See Battle of Nanjing

Following the Mukden Incident in 1931, Japan began its invasion of Manchuria, China. Because the Communists and the Kuomintang (KMT) were engaged in the Chinese Civil War they were distracted from the reality of Japanese advances. However, in 1937, following the Xi'an Incident, the Chinese communists and nationalists agreed to form a united front. The KMT then formally started an all-out defense against the Japanese threat. However, the Chinese army was poorly trained and equipped: some regiments were armed primarily with swords and hand grenades and few had anti-tank weaponry. Despite their difficulties, it is likely that China fielded the largest army in the world at the time in terms of troop numbers. Following the Battle at Marco Polo Bridge, which formally started the Sino-Japanese War, the Japanese were swift in capturing major Chinese cities in the northeast.

In August of 1937, the Japanese army faced strong resistance and suffered heavy casualties in the Battle of Shanghai, effectively destroying the possibility of conquering China in three months. The Battle in Shanghai was bloody as both sides faced attrition in urban hand-to-hand combat. By mid-November the Japanese had captured the city with help of naval bombardment. The General Staff Headquarters in Tokyo decided not to expand the war due to heavy casualties incurred and the low morale of the troops. However, on December 1, headquarters ordered the Central China Area Army and the 10th Army to capture Nanking, then the capital of the Republic of China.

After losing the Battle of Shanghai, Chiang Kai-shek knew the fall of Nanking would be simply a matter of time.
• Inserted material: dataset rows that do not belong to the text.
PR #19390, opened 2023-12-13
[X] Change the default value for xaml-comp

StephaneDelcroix:
The default value for the xaml-comp processing instruction used to be false, meaning that a XAML ResourceDictionary without code-behind wasn't compiled by XamlC unless the <?xaml-comp compile="true" ?> processing instruction was specified.

From now on, we will compile all XAML-only RD, unless the <?xaml-comp compile="false" ?> is set.

Thsi will help with performance and trimming

### Issues Fixed

Fixes #


mattleibow (dismissed):

simonrozsival (dismissed):

src/Controls/src/SourceGen/CodeBehindGenerator.cs
```diff
@@ -295,7 +295,7 @@ static bool TryParseXaml(SourceText text, string uid, Compilation compilation, A
 
 			if (rootClass != null)
 				XmlnsHelper.ParseXmlns(rootClass.Value, out rootType, out rootClrNamespace, out var rootAsm, out var targetPlatform);
-			else if (hasXamlCompilationProcessingInstruction)
+			else if (hasXamlCompilationProcessingInstruction && root.NamespaceURI == XamlParser.MauiUri)
```
StephaneDelcroix, line 298: added this check to make sure the file was valid Xaml, but it ain't right, even if it works

mattleibow (approved):

PR #19411, opened 2023-12-13
Add animated GIF support for Image on iOS

### LINKED ISSUE #866: [Bug] Animated GIF files do not play on iOS/macOS

mattleibow:
### Description of Change

This is an alternate take on https://github.com/dotnet/maui/pull/17207 using the ideas from FFImageLoading.

### Issues Fixed

Fixes #866

Depends on:

 - https://github.com/dotnet/maui/pull/20169
 - https://github.com/dotnet/maui/pull/20147


tj-devel709:
Do you expect that the ImageButton version with the gif should be playing as well?
https://github.com/dotnet/maui/assets/50846373/fe63f7eb-255b-4818-b795-847c3f833b17

src/Core/src/Handlers/ImageButton/ImageButtonHandler.iOS.cs
```diff
@@ -60,6 +60,9 @@ public override void SetImageSource(UIImage? platformImage)
 				if (Handler?.PlatformView is not UIButton button)
 					return;
 
+				if (platformImage?.Images is not null && platformImage.Images.Length > 0)
+					platformImage = platformImage.Images[0];
```
mattleibow, line 64: Not currently. The button does not have the Images property, but in a separate PR I will try find the underlying UIImageView and set it up correctly.

src/Core/src/ImageSources/iOS/ImageAnimationHelper.cs
```diff
@@ -0,0 +1,216 @@
+// Contains code from luberda-molinet/FFImageLoading
+// https://github.com/luberda-molinet/FFImageLoading/blob/bb675c6011b39ddccecbe6125d1853de81e6396a/source/FFImageLoading.Shared.IosMac/Decoders/GifDecoder.cs
```
PureWeen, line 2: Should we add a note here?
https://github.com/dotnet/maui/blob/main/LICENSE.txt

src/Core/src/ImageSources/iOS/ImageAnimationHelper.cs
```diff
@@ -0,0 +1,216 @@
...
+				delayTime = 0.1;
+
+			// GIF only has centiseconds data
+			var centiseconds = (int)(delayTime * 100.0);
+
+			Width = Math.Max(Width, (int)image.Width);
+			Height = Math.Max(Height, (int)image.Height);
+
+			_keyFrames[index]?.Dispose();
+			_keyFrames[index] = null;
```
PureWeen, line 84: Do we need to set this to null right here?

If we use `null!` in dispose then I think we can just make "_keyFrames"  `CGImage[]` instead of `CGImage?[]` and then don't need null forgiveness here

image

src/Core/src/ImageSources/FileImageSourceService/FileImageSourceService.iOS.cs
```diff
@@ -21,11 +21,12 @@ public partial class FileImageSourceService
 
 			try
 			{
-				var image = imageSource.GetPlatformImage();
-
-				if (image == null)
+				using var cgImageSource = imageSource.GetPlatformImageSource(out var loadedScale);
```
PureWeen, line 24: Are there any existing issues that this addresses? It seems like we're slightly changing what image we're loading?

mattleibow: Previously the `GetPlatformImage` used `UIImage.FromBundle` API which loaded the image file based on the scale (so "myimage.png" could be loaded using "myimage@3x.png").in the new API you need to provide the exact path, so we need to pre calculate the @3x and then load that directly. `FromBundle` seems to have just used the main screen scale, so we use that in the new code.

An open question is whether or not we should ignore that and use the scale provided by the service itself.

src/Core/src/ImageSources/iOS/ImageAnimationHelper.cs
mattleibow: Added the license to the third party notices

PureWeen (approved):

PureWeen:
Failing tests unrelated

PR #19431, opened 2023-12-14
Expose generic delegates for BindableProperty via Create method

symbiogenesis:
This just adds a convenience method that exposes the generic delegates that are defined in this file via the commonly-used static Create method.

When you are writing the delegate functions, it is nice to have the types already there for you, and this also prevents errors because the default value and the delegates are type checked at compile time.

See discussion: https://github.com/dotnet/maui/discussions/16302

### DIFF
--- a/src/Controls/src/Core/BindableProperty.cs
+++ b/src/Controls/src/Core/BindableProperty.cs
@@ -148,6 +148,44 @@ namespace Microsoft.Maui.Controls
 				defaultValueCreator: defaultValueCreator);
 		}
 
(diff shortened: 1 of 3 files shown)


StephaneDelcroix:
this is something we're discussing internally, so we probably won't accept this PR right now. You could turn your method into an extension method and use it, or propose this PR (with an extension method) to the community toolkit

symbiogenesis:
The new compiled BindableProperties make this redundant, I think. Closing.

PR #19436, opened 2023-12-15
Removes dead code from type conversion

vitek-karas:
### Description of Change

The removed code would only run if `converter` was not null. But in that case the if on line 166 would match and it would return from the method. So the removed code can only be reached if `converter` is null.


mattleibow (approved):

mattleibow:
I wonder if it is better to still remove this dead code, then rather wrap the try in an if instead of the type convert? Makes it more readable and removes an unnecesary cast.

StephaneDelcroix:
I believe this code was there to handle System.ComponentModel.TypeConverter in addition of XF TypeConverter

Aroz1312 (approved):

rmarinho (approved):

PR #19442, opened 2023-12-15
[Testing] Add Back method in the UITest lifecycle actions

jsuarezruiz:
### Description of Change

Add **Back** method in the UITest lifecycle actions.

PR #19444, opened 2023-12-15
[Testing] Added appium UITest for FlyoutNavigationBetweenItemsWithNavigationStacks

### LINKED ISSUE #16675: [UITests] Add features for running tests in better isolation and for handling Multiple Test Cases
### Description

- We need the ability better isolation the main page, like we had in compatibility tests, for most tests that are testing Page types (especially shell)
- Try doing this with new window (need to test iOS) not sure if this will work for iOS

`FlyoutNavigationBetweenItemsWithNavigationStacks` is a good candidate for validating this scenario. 

- Add the ability to handle multiple `testcases`
  - In Compatibility we would swap out the main page between each test case. We don't need to go as full on with these new UITests but we need a way to clean the surface and run multiple test cases.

Leaving General Tang Shengzhi in charge of the city for the Battle of Nanking, Chiang and many of his advisors flew to Chongqing, which became China's capital for the next seven years. On November 11, 1937, after securing control of Shanghai, the Japanese army advanced towards Nanking from different directions. In early December, the Japanese troops were already in the outskirts of Nanking.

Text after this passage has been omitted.